At a time when many robberies take place at the click of a mouse, a group of jewel thieves has shown there’s still a potential payoff for old-fashioned criminals willing to use disguises, planning and pluck to nab their loot.
Monday’s theft of some $50 million worth of diamonds from the tarmac of Brussels’ international airport is a “huge blip on the radar,” said retired FBI agent Bill Rehder, who spent more than three decades on Los Angeles’ bank robbery squad.
“You can almost liken it to the meteor that hit in Russia,” he said, referring to the space rock which exploded last week over the city of Chelyabinsk, injuring hundreds. “These things happen so infrequently, but when they do happen it’s a huge story.”
It’s also the type of story that complicates trends that have seen many crimes – particularly those targeting banks – jump from the world of brandished weapons and ransom notes to a universe of Trojan software and password-stealing computer programs.
In several Western countries, robberies have fallen as banks have installed bullet-proof glass, access-control vestibules and cash boxes rigged with paint or glue. Rehder said that, in the United States, tougher sentencing for criminals and societal changes have also led to a drop in bank robberies, which shrank from 8,516 in 2001 to 5,086 in 2011.
That trend has been echoed across the Atlantic, with the British Bankers’ Association recording an even more dramatic fall in the number of raids, from 232 to 66 in the same period. Europe-wide figures also show a decrease in the number of bank robberies.
Meanwhile, cybercriminals have stepped in to steal some of the money their gun-wielding colleagues have left behind.
Global figures are hard to come by, but the amounts in play can be huge. In 2010, the FBI announced the unraveling of an online organization that had raked in roughly $70 million through a vast network of hackers, money mules, and front companies. Dozens were arrested across the U.S., Britain, and Eastern Europe.
ATM skimming, in which criminals surreptitiously rig cash machines with card readers and cameras to harvest debit card numbers, is another threat.
Doug Johnson, the vice president of risk management at the American Bankers Association, said that while the average U.S. bank robber could expect to make out with $3,000-4,000 from each theft, a skimmer made 10 times that amount with every successful hit.
Even as criminality mutates to fit the new realities of online finance and cashless wallets, spectacular thefts like the one in Belgium carry a special air of romance, Rehder said.
“This will catch the imagination of the public, no doubt about it,” Rehder said, explaining that the use of bogus police vehicles to rob a plane right as it prepared to take off fit right in with the mystique of 1960s heist movies, released long before many of today’s online criminals were born.

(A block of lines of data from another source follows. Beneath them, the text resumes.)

Issue #3879, opened 2020-12-11
[Request] Better error message for failed uploads


Stretch96:
Currently if an upload fails, it only prompts to ensure that the file ends in a valid extension (eg. `.gcode`)

I've only recently noticed this error message, because I have OctoPrint behind Nginx

It'd be nice to also prompt the user to check any Nginx (or any other Proxy) settings, to ensure there's not an upload size limit

(This was the issue I ran into, as Nginx has quite a small limit by default)

cp2004:
So it showed you an error message that was incorrect? Just clarifying as I was unsure what exactly happened here.

Prompting the user to check proxy settings sounds annoying to me, to many people who may have configured their proxy correctly - and all those using OctoPi, some of which probably don't even know haproxy exists and would panic at the sight of it.

We do also have some [reverse proxy configuration examples](https://community.octoprint.org/t/reverse-proxy-configuration-examples/1107?u=charlie_powell) that you might want to take a look at.

Stretch96:
I think it's that the warning message, about having the wrong extension, is probably the least likely cause of a failed upload

Maybe the message could include the HTTP response code, which would hold more clues as to why an upload failed

PR #4588, opened 2022-07-19
Improve - Better error handling for uploading and removing files and folders

### LINKED ISSUE #655: [Request] Better error handling when disk is full during file uploads
a) The "upload failed" message in a "disk full" event is the same as when uploading an invalid file: 
Upload failed
Could not upload the file. Make sure that it is a GCODE file and has the extension ".gcode" or ".gco" or that it is an STL file with the extension ".stl" and slicing support is enabled and configured.
More: 
undefined

b) Optional: There is no preemptive warning on low disk space. 

Version: 1.2.0-dev-300-g048ad78 (devel branch)

I love cookies, but i'm not sure what kind of bug report / feature request this would ideally be. So i guess it's [Misc] for now.

kForth:

This PR improves the error handling for file/folder upload and removal.
This PR also prevents uploading a file if there's not enough free disk space (can still overwrite).

This PR solves 2 main issues:
- If a file or folder is currently inaccessible and OctoPrint fails to remove it, it will do it silently.
- If a file or folder upload fails OctoPrint shows a notification telling the user to check the file type, regardless of the actual issue.

To test the file size limit:
 - Limit disk space
   - Set the uploads folder path to a small USB flash drive
  or
   - Run `octoprint serve` with `--basedir` set to a small USB flash drive.
 - Try to upload a file that's too large thru the web ui

To cause a failed file upload:
 - Set an already uploaded file to read-only
 - Try to overwrite the file thru the web ui

To cause a failed file removal:
 - Set an already uploaded file to read-only
 - Try to remove file thru the web ui

To reproduce the original issue that caused file removal to fail (only on windows apparently):
- Upload a gcode file to octoprint and quickly click 'Remove' as soon as it's uploaded.
  - It helps if the file is large so analyzing takes longer, here is a sample file: [TestFile.gcode.zip](https://github.com/OctoPrint/OctoPrint/files/9143696/TestFile.gcode.zip)
- Observe that nothing changes in the web ui
  - OctoPrint log/terminal should show errors

My original issue was that file removal failed because the file was locked by the gcode interpreter process, but there are other reasons a file could be inaccessible to OctoPrint at any given moment.

This PR resolves #655 and #3879.

| Overwrite Confirmation | No Overwrite Confirmation |
|:-:|:-:|
| Screen Shot 2022-07-21 at 11 42 22 PM | size-limit-no-overwrite-confirm |

| Failed Upload | Failed Removal |
|:-:|:-:|
| upload-failed-notification | removal-fail-notification |

#### Further notes

Thoughts are appreciated.

Please suggest improvements for the various error message texts.

### DIFF
--- a/src/octoprint/filemanager/storage.py
+++ b/src/octoprint/filemanager/storage.py
@@ -740,7 +740,7 @@ class LocalFileStorage(StorageInterface):
         ):
             raise StorageError(
                 f"{destination_name} does already exist in {destination_path}",
-                code=StorageError.INVALID_DESTINATION,
+                code=StorageError.ALREADY_EXISTS,
             )
 
         source_meta = self._get_metadata_entry(source_path, source_name)
--- a/src/octoprint/server/api/files.py
+++ b/src/octoprint/server/api/files.py
@@ -661,11 +661,8 @@ def uploadGcodeFile(target):
                 allow_overwrite=True,
                 display=canonFilename,
             )
-        except octoprint.filemanager.storage.StorageError as e:
-            if e.code == octoprint.filemanager.storage.StorageError.INVALID_FILE:
-                abort(415, description="Could not upload file, invalid type")
-            else:
-                abort(500, description="Could not upload file")
+        except (OSError, StorageError) as e:
+            _abortWithException(e)
         else:
             filename = fileProcessingFinished(
                 added_file,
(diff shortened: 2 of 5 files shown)


kForth:
I've discovered that the file inaccessibility issue I was having happens on Windows 10 but not on MacOS.
On MacOS, OctoPrint is able to remove the file immediately even if the analyzer is running, I assume due to the way file locking is handled differently.

kForth:
Converting this to Draft because I realized I can expand this slightly to address a number of open issues.

foosel (approved):

Issue #3341, opened 2019-11-19
REQUEST: CR-10 v2 Filament Detector Support


KenLucke:
The current version of OctoPrint (using v1.3.12) apparently does not support the built-in filament breakage/end detector that the CR-10 v2 comes with natively.  When printing from the SD card, the machine will pause and alert you when the filament runs out or breaks.  When printing from OctoPrint, it does not.  Either that, or I'm experiencing an Eye-Dee-Ten-Tee error and cannot find the function.

Can someone please add the support for this to the current version, or add a plugin that covers it?

GitIssueBot:
Hi @KenLucke,

It looks like there is some **information missing** from your bug report that will be needed in order to solve the problem. Read the [Contribution Guidelines](https://github.com/foosel/OctoPrint/blob/master/CONTRIBUTING.md) which will provide you with a template to fill out here so that your bug report is ready to be investigated (I promise I'll go away then too!).

If you did not intend to report a bug but wanted to **request a feature or brain storm** about some kind of development, please take special note of the title format to use as described in the [Contribution Guidelines](https://github.com/foosel/OctoPrint/blob/master/CONTRIBUTING.md).

**Please do not abuse the bug tracker as a support forum** - that can be found at [discourse.octoprint.org](https://discourse.octoprint.org). Go there for any kind of issues with network connectivity, webcam functionality, printer detection or any other kind of such support requests or general questions.

Also **make sure you are at the right place** - this is the bug tracker of the official version of OctoPrint, not the Raspberry Pi image OctoPi nor any unbundled third party OctoPrint plugins or unofficial versions. Make sure too that you have **read through the [Frequently Asked Questions](http://faq.octoprint.org)** and searched the [**existing tickets**](https://github.com/foosel/OctoPrint/search?q=&ref=cmdform&type=Issues) for your problem - try multiple search terms please.

I'm marking this one now as needing some more information. Please understand that if you do not provide that information within the next two weeks (until 2019-12-03 08:20 UTC) I'll close this ticket so it doesn't clutter the bug tracker. This is nothing personal, so please just be considerate and help the maintainers solve this problem quickly by following the guidelines linked above. Remember, the less time the devs have to spend running after information on tickets, the more time they have to actually solve problems and add awesome new features. Thank you!

Best regards,
~ Your friendly GitIssueBot

PS: I'm just an automated script, not a human being, so don't expect any replies from me :) Your ticket is read by humans too, I'm just not one of them.

[...]

PR #4590, opened 2022-07-20
Fire action hooks on ALL //action messages, not just unhandled ones

arrdem:

This PR reworks how user-defined handlers for slash actions are fired to enable userland hooks to spy on and extend the existing support for `//action:paused` and friends.

Installed and tested on my local OctoPrint instance. Since this patch will cause action handlers to be fired more often there are potential performance concerns here, but as action handlers are already expected to implement their own filtering and dispatch I suggest this is not a breaking API change.

When built with runout support, MarlinFW will emit the following action over the serial console:

```
//action:paused filament_runout T0
```

the interpretation of this action as a pause was initiated by runout while using tool 0. At present, OctoPrint correctly interprets this action as a pause. But it does NOT interpret this action as a source for the `Events.FILAMENT_CHANGE` event. This means that it isn't possible to hang other automation or listeners off of `Events.FILAMENT_CHANGE` event correctly because this pause is not interpreted as a filament change.

As originally implemented user-defined handlers run in the terminal `else:` block of a long `if`/`elif` chain. This means they will be fired ONLY IF no handler ran, which precludes extending OctoPrint's behavior in this particular case without patching `comm.py` one way or another.

This patch simply makes executing user-defined handlers unconditional. All handlers will always be fired on any action. This is not a change of contract or semantics as handlers already expect to receive any action and must decide whether they care.

It would appear that the capability I've built with this and a plugin was previously requested in #3341, but that was never actioned one way or another.

#### Further notes

This patch enables me to use https://github.com/arrdem/octoprint-runout-event-plugin + the Matrix event handler plugin to treat runouts as an explicit event I can be notified of, rather than notifying on pauses.

### DIFF
--- a/src/octoprint/util/comm.py
+++ b/src/octoprint/util/comm.py
@@ -2401,25 +2401,25 @@ class MachineCom:
                                 level=logging.INFO,
                             )
                             self.refreshSdFiles()
-                        else:
-                            for name, hook in self._printer_action_hooks.items():
-                                try:
-                                    hook(
-                                        self,
-                                        line,
-                                        action_command,
-                                        name=action_name,
-                                        params=action_params,
-                                    )
-                                except Exception:
-                                    self._logger.exception(
-                                        "Error while calling hook from plugin "
-                                        "{} with action command {}".format(
-                                            name, action_command
-                                        ),
-                                        extra={"plugin": name},
-                                    )
-                                    continue
+
+                        for name, hook in self._printer_action_hooks.items():
+                            try:
+                                hook(
+                                    self,
+                                    line,
+                                    action_command,
+                                    name=action_name,
+                                    params=action_params,
+                                )
+                            except Exception:
+                                self._logger.exception(
+                                    "Error while calling hook from plugin "
+                                    "{} with action command {}".format(
+                                        name, action_command
+                                    ),
+                                    extra={"plugin": name},
+                                )
+                                continue
 
                     if self._state not in (
                         self.STATE_CONNECTING,


cp2004:
> What does this PR do and why is it necessary?
This PR reworks how user-defined handlers for slash actions are fired to enable userland hooks to spy on and extend the existing support for //action:paused and friends.

This makes sense to me. From a performance perspective, action commands are not expected to be used in a time-critical application in the middle of a print, so don't worry about that. If you have a slight delay pausing/cancelling/starting the print etc. then that's OK in the grand scheme of things.

If you wanted to, you can contribute the functionality of your plugin (triggering an event on `filament_runout`) directly to OctoPrint as well - it is a very small change that doesn't seem like it needs to be in a plugin in my opinion.

cp2004:
Also, it doesn't need to be targeted to `devel`, `maintenance` is fine so this change can be shipped with 1.9.0.

arrdem:
> If you wanted to, you can contribute the functionality of your plugin (triggering an event on `filament_runout`) directly to OctoPrint as well - it is a very small change that doesn't seem like it needs to be in a plugin in my opinion.

Sounds good. I'll get this cherry-picked and targeting `maintenance` later today.

Let's do just this change and I'll circle back on contributing `filament_runout` support. I will need to spend a bit of time with my tool and marlinfw once the current job finishes to document the `//action:paused filament_change` vs `//action:filament_change` behavior I thought I observed yesterday (the difference I think being between `M412 H0` or `M412 H1`) and looking at how the pause machinery generates events.

At present that plugin implementation causes a `Events.FILAMENT_RUNOUT` followed within the same second by an `Events.PAUSED` due to some interactions between the exact handler script in Marlin and how the `comm.py` state machine is implemented. I don't wanna just bundle that change in here without 1) making sure it does what I think it does 2) agreement from one of y'all about whether `Events.FILAMENT_RUNOUT` implies `Events.PAUSED` or not.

And security experts said that capers in the vein of “The Thomas Crown Affair” (1968) or “Ocean’s Eleven” (1960) – elaborate schemes involving the surgical extraction of jewels, rare artwork, and cash – were likely to keep popping up well into the information age.
“As long as we have hard currency and value in precious stones and precious metals, we’re going to have people who will try to take it,” Rehder said.
Or, as Johnson put it, “it’s frankly difficult to create virtual robbery of diamonds.”